• **Record excerpts**

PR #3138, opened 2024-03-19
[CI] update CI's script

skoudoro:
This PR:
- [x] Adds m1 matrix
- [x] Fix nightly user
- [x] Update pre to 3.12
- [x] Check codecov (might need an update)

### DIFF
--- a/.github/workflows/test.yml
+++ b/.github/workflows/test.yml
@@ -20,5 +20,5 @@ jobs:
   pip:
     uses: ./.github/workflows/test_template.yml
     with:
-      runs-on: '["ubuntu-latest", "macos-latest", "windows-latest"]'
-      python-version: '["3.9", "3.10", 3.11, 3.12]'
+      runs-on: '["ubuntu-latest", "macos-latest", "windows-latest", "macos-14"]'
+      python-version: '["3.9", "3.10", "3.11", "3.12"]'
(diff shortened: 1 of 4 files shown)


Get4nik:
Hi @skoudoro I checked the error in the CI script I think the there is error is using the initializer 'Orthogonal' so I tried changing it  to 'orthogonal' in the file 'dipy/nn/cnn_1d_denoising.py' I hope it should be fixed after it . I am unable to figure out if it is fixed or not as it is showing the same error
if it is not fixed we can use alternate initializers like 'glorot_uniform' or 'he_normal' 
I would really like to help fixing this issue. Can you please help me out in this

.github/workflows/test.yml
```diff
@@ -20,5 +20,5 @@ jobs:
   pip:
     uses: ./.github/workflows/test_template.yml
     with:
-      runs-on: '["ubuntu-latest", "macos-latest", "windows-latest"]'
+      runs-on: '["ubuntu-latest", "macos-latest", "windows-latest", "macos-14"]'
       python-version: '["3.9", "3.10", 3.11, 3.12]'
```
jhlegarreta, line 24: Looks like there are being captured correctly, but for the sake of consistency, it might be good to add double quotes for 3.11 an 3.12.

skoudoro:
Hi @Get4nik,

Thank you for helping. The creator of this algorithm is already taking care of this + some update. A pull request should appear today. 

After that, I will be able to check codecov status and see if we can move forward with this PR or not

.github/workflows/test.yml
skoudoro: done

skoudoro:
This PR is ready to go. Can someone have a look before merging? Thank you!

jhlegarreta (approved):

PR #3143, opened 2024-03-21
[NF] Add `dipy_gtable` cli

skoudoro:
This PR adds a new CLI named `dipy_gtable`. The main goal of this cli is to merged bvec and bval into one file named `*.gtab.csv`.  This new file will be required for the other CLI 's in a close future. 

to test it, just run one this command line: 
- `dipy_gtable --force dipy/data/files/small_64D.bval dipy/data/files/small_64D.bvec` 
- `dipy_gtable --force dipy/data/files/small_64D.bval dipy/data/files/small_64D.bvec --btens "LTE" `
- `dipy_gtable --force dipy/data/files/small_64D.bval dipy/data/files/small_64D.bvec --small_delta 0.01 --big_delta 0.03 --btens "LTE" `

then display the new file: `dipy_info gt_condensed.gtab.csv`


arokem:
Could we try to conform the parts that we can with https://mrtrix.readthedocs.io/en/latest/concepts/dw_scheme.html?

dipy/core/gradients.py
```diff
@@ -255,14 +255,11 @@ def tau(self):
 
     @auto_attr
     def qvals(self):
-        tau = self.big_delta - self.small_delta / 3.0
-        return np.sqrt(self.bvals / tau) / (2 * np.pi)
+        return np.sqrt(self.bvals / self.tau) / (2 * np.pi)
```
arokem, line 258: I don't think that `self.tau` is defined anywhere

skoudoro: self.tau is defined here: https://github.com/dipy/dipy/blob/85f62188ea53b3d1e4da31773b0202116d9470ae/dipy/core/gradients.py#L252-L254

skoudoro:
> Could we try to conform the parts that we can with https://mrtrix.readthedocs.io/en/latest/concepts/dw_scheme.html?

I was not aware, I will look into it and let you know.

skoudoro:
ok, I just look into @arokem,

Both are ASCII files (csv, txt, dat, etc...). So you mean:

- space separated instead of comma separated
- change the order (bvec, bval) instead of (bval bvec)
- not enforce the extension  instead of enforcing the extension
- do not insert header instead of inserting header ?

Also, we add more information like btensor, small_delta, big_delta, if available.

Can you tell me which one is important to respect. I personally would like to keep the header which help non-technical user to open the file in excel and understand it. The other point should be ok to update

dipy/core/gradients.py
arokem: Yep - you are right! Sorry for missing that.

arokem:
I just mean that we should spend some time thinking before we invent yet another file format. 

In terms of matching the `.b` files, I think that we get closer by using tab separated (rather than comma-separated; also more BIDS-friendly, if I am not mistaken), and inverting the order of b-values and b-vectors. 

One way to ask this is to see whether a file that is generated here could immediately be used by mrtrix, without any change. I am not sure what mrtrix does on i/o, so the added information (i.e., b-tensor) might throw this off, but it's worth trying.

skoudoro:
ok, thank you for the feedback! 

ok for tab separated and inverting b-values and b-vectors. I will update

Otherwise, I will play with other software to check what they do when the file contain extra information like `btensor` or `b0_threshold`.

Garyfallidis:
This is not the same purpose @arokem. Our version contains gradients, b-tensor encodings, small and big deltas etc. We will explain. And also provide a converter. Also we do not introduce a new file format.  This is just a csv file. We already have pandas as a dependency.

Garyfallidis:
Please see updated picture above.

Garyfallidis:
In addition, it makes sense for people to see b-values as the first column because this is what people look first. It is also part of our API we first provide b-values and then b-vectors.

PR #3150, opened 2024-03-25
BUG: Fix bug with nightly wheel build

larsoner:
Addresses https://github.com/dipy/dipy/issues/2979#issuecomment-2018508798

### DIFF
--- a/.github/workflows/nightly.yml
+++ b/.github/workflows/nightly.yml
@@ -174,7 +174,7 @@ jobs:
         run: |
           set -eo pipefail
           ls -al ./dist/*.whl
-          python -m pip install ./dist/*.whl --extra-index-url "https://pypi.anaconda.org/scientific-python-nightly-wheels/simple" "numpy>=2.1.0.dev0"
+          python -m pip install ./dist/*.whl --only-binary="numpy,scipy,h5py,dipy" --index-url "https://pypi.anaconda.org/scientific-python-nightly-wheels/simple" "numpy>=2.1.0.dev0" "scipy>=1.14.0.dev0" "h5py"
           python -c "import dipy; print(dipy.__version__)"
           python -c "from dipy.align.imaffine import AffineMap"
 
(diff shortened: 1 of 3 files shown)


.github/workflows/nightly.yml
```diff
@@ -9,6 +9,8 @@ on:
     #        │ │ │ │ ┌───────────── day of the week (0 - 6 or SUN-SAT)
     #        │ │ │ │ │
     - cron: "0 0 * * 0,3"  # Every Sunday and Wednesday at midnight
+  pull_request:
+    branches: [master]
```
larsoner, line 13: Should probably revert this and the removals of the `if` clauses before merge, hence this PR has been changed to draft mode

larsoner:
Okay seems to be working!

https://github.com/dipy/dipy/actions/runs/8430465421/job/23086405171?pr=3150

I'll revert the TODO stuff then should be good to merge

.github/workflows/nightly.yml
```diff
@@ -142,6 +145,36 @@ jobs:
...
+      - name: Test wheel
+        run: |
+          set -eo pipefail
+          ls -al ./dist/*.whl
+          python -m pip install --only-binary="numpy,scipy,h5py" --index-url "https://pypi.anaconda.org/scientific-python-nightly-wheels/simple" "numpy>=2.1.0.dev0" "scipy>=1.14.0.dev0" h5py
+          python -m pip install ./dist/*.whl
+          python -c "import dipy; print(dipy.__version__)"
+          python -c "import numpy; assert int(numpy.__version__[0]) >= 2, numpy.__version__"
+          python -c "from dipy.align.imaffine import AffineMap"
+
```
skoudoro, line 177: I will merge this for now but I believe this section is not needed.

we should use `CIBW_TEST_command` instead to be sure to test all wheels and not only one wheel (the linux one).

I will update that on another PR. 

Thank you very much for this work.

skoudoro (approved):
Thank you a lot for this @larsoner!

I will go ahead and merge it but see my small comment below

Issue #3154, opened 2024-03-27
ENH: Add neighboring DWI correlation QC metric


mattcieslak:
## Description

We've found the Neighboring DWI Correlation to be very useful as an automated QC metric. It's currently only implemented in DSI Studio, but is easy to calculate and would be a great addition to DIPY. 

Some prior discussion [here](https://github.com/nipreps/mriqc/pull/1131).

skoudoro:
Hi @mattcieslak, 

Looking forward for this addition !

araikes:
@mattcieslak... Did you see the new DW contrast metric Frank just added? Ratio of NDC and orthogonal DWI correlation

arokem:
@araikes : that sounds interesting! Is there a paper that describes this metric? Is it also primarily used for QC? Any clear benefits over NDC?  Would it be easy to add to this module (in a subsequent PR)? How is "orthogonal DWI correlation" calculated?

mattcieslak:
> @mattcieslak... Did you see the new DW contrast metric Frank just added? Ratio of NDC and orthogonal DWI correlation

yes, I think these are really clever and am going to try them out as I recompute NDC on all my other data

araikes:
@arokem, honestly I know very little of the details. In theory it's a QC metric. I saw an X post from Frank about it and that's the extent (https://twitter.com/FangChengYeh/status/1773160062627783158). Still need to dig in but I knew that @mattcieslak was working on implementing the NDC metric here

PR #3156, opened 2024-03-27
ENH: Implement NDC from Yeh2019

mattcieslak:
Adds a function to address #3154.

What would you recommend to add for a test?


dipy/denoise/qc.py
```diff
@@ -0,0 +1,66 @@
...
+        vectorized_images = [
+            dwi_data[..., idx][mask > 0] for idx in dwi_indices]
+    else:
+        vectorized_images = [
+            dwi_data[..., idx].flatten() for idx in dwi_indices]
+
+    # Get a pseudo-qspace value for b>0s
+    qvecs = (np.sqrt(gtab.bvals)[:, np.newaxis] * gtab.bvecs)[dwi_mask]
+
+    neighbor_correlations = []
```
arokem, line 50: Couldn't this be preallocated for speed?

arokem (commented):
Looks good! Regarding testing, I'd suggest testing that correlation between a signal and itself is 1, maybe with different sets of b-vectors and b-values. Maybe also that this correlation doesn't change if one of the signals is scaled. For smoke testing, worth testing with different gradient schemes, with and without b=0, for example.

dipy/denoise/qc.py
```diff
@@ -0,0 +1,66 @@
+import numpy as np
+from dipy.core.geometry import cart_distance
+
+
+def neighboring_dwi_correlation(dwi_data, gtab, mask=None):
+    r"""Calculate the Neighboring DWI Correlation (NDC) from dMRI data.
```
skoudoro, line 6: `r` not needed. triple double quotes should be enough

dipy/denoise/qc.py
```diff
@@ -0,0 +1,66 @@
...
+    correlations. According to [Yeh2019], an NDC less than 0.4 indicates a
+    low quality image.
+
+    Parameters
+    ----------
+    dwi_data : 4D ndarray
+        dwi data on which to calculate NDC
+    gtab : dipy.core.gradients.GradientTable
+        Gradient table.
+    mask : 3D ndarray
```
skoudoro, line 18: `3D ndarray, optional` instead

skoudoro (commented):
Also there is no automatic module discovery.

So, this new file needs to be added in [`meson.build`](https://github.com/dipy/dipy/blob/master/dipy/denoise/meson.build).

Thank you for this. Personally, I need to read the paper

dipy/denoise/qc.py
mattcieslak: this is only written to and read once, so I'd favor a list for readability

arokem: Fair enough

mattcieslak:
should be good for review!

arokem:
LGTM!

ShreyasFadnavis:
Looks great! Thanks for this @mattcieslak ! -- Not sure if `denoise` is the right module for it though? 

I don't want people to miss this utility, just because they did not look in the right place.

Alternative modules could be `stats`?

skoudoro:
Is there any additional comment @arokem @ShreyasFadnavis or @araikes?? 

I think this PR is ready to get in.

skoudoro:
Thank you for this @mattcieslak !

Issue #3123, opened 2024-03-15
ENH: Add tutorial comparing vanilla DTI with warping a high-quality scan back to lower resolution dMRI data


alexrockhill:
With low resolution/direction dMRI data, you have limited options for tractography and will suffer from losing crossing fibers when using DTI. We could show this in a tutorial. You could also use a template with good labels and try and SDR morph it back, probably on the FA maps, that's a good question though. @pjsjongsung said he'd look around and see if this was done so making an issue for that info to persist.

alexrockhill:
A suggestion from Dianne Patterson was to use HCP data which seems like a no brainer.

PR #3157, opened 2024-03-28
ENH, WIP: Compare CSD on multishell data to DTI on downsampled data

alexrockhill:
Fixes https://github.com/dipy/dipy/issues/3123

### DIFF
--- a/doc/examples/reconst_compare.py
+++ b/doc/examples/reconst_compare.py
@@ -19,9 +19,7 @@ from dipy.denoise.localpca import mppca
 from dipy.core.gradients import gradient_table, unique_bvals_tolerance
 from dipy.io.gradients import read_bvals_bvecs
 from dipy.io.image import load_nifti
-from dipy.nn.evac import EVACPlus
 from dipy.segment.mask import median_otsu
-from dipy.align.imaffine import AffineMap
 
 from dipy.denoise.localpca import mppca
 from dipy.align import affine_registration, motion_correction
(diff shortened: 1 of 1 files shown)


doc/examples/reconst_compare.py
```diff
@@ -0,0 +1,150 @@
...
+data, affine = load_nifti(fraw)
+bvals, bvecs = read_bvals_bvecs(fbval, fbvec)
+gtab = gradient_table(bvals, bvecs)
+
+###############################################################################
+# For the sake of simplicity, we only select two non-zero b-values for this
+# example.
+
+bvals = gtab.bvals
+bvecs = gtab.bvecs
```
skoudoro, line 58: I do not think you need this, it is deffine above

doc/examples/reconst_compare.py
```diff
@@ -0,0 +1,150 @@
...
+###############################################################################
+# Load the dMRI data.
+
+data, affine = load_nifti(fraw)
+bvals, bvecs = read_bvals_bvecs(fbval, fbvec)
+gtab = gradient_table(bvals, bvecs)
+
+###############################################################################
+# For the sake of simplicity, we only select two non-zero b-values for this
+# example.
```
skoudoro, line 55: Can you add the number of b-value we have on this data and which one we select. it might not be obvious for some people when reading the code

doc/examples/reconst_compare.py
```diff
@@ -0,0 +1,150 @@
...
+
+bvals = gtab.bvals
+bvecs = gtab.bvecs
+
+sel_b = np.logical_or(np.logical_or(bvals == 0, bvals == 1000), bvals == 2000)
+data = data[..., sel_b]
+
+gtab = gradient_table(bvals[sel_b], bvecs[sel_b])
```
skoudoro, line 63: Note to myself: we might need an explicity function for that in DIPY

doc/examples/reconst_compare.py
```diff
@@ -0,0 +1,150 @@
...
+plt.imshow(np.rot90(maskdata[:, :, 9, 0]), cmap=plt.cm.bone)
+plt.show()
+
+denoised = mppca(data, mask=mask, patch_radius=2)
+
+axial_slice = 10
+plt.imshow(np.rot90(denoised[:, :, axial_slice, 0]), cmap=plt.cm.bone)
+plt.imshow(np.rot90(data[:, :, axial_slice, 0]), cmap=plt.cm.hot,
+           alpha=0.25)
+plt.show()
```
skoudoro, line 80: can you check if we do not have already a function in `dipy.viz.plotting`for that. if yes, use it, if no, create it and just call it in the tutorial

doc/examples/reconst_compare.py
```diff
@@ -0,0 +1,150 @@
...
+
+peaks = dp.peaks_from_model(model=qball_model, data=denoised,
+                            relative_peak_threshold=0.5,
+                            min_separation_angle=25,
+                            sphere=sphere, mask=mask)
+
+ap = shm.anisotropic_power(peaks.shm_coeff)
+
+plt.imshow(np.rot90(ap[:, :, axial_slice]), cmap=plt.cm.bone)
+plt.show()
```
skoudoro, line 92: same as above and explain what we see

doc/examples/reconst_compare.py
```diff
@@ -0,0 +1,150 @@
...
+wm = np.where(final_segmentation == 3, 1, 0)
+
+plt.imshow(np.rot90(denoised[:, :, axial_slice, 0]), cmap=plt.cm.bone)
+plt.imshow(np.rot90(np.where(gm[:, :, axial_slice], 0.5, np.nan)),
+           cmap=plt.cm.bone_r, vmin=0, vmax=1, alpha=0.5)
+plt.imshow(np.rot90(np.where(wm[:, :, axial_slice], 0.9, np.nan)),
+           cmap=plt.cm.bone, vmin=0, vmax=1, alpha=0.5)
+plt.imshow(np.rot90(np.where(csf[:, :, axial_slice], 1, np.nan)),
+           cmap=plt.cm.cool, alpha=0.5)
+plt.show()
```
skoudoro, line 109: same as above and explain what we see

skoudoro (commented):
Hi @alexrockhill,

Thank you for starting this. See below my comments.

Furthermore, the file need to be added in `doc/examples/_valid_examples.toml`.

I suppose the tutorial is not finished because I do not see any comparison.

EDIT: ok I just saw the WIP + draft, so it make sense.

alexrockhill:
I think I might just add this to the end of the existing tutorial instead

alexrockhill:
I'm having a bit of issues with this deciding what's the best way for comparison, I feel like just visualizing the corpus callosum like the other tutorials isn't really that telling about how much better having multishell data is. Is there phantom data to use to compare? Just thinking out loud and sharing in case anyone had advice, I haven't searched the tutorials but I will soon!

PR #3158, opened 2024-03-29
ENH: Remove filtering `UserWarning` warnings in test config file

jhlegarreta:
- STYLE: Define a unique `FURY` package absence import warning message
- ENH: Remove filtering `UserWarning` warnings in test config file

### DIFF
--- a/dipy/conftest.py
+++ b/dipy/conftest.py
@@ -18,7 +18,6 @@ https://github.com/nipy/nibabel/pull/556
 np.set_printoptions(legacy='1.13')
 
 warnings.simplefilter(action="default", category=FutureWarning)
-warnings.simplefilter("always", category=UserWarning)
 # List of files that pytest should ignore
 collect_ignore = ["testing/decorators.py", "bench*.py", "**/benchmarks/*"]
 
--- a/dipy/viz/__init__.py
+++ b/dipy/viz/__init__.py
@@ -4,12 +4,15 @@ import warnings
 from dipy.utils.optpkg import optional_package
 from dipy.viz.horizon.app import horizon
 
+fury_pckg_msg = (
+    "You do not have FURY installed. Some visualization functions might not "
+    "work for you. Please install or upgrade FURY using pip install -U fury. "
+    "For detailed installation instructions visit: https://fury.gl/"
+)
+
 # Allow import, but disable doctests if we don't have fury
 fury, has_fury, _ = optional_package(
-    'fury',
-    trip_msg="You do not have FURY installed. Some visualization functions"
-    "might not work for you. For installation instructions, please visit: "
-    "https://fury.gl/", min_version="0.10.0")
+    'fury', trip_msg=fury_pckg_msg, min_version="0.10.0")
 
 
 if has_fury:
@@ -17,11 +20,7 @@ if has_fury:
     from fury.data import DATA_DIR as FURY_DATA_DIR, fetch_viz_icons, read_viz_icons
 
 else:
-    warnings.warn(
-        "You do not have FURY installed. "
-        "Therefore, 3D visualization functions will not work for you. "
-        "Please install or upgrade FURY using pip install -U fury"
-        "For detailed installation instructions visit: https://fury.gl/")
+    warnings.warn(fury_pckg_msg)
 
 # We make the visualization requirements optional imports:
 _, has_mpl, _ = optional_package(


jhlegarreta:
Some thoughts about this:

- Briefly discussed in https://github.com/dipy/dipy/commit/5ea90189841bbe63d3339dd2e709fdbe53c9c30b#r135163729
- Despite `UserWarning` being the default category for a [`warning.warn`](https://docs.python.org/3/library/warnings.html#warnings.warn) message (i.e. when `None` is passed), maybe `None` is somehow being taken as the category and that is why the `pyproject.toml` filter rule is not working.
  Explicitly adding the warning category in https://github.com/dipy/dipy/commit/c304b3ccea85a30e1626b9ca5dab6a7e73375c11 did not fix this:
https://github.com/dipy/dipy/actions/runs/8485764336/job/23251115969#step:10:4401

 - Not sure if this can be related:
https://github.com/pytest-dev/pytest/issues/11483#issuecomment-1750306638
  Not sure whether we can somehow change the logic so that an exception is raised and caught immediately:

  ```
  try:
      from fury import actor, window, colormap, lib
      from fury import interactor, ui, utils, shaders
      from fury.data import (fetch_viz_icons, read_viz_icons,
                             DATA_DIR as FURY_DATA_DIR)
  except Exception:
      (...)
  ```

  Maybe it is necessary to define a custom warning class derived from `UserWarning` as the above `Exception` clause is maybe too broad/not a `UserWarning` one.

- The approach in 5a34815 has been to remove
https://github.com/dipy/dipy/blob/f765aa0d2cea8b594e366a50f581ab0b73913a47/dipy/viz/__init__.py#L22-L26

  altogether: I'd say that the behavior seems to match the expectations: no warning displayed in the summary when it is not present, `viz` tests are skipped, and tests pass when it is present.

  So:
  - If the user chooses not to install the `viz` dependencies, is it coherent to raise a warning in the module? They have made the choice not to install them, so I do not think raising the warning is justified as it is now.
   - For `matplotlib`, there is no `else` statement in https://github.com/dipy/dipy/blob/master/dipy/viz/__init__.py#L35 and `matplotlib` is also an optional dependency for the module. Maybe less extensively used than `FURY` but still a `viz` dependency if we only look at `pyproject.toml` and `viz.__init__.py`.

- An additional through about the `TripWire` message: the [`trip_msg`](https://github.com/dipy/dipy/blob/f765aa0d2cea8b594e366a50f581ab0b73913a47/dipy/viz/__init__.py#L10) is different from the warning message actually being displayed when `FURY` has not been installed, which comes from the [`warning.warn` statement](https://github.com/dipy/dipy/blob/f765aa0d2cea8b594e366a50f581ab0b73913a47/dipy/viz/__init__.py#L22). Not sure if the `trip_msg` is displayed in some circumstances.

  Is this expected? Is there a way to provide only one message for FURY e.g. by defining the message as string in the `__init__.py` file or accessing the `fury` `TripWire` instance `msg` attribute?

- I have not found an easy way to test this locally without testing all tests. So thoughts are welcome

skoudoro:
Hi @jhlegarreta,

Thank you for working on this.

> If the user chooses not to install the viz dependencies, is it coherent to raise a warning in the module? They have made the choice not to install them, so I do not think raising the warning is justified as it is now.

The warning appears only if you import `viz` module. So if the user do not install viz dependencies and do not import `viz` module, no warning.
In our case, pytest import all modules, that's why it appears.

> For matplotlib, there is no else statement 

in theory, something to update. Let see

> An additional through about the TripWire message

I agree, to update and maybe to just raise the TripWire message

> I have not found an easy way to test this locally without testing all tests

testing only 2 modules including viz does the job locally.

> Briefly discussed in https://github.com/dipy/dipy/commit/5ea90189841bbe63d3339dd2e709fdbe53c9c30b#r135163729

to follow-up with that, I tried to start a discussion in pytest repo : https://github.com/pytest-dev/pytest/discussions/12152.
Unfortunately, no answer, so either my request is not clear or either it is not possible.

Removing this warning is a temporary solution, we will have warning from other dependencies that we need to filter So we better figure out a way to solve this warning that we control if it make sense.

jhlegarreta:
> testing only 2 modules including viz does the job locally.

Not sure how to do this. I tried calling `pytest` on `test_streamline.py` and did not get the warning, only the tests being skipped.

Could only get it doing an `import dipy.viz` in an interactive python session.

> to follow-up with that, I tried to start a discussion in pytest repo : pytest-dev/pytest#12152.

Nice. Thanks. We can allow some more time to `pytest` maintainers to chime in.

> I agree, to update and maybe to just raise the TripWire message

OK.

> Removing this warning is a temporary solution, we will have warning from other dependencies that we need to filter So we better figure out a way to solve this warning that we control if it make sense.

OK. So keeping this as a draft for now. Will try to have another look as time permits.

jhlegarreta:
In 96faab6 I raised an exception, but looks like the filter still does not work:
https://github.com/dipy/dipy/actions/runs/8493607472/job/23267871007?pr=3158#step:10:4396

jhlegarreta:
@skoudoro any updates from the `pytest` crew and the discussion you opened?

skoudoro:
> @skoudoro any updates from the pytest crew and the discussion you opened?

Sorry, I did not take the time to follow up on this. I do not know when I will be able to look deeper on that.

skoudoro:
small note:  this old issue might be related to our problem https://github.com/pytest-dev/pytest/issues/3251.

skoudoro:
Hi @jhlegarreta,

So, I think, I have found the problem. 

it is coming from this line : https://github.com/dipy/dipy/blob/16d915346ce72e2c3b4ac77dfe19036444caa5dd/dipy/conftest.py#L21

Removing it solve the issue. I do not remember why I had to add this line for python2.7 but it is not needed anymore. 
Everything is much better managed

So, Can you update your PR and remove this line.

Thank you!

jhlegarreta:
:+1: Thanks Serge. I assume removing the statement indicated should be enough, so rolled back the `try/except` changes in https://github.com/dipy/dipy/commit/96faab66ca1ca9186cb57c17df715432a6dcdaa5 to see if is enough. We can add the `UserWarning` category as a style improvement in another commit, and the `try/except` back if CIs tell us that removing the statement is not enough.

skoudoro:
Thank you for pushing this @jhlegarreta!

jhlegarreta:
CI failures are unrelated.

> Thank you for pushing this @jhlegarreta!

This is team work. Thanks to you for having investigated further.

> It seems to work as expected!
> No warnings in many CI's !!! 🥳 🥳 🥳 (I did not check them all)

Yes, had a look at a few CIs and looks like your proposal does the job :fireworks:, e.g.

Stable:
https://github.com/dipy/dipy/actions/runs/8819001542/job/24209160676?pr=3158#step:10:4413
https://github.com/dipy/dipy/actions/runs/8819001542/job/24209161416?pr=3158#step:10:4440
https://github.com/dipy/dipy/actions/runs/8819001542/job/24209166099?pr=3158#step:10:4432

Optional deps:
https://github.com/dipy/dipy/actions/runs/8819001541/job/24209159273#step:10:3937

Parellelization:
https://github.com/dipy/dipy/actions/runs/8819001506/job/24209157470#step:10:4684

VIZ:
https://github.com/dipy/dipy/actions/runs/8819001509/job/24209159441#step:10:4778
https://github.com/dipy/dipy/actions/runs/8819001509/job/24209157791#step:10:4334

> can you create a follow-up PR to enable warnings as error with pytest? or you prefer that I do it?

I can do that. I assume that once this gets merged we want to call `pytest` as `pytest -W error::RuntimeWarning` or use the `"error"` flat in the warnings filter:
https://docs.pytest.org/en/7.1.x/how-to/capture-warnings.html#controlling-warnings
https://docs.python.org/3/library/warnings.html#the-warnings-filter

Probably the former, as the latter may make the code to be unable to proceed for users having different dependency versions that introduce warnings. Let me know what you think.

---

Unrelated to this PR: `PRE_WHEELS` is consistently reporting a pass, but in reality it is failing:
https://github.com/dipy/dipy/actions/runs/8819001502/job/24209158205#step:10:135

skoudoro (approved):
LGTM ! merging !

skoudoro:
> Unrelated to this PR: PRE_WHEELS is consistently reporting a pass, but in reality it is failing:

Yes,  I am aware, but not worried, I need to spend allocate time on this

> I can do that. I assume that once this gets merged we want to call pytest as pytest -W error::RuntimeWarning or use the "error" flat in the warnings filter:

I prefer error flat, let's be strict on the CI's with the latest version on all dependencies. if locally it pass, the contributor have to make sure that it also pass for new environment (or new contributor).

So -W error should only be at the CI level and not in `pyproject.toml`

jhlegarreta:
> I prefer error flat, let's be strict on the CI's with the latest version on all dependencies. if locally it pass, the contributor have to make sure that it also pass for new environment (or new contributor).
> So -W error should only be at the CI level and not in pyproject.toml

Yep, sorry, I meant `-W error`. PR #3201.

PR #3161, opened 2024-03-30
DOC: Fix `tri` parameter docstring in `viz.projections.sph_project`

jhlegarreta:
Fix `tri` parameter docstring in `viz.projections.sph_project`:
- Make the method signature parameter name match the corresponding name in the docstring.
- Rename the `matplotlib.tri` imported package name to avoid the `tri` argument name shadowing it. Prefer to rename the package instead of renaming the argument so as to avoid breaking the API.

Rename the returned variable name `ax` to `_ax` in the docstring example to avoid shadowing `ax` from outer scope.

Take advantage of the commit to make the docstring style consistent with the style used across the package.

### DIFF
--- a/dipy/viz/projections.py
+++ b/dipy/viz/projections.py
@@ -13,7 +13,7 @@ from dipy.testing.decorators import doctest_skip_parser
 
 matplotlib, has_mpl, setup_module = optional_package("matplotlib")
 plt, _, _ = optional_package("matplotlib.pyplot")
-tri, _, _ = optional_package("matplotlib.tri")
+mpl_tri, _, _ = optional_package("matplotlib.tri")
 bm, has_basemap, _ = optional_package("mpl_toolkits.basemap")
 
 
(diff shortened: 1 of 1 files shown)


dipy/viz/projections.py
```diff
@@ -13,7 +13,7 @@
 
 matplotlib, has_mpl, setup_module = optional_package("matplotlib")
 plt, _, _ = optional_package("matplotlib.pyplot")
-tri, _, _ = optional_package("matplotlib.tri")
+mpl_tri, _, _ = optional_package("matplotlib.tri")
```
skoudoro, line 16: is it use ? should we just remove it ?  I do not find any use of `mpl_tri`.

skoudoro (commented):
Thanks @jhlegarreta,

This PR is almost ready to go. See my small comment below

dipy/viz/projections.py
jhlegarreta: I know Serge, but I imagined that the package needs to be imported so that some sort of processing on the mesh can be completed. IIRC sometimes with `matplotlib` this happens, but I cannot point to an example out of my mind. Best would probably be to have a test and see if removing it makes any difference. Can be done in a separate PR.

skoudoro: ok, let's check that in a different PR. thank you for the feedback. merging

• **Assignment**
Provide only the count of lines in the records above that hold the word "below".

• **Answer space**
3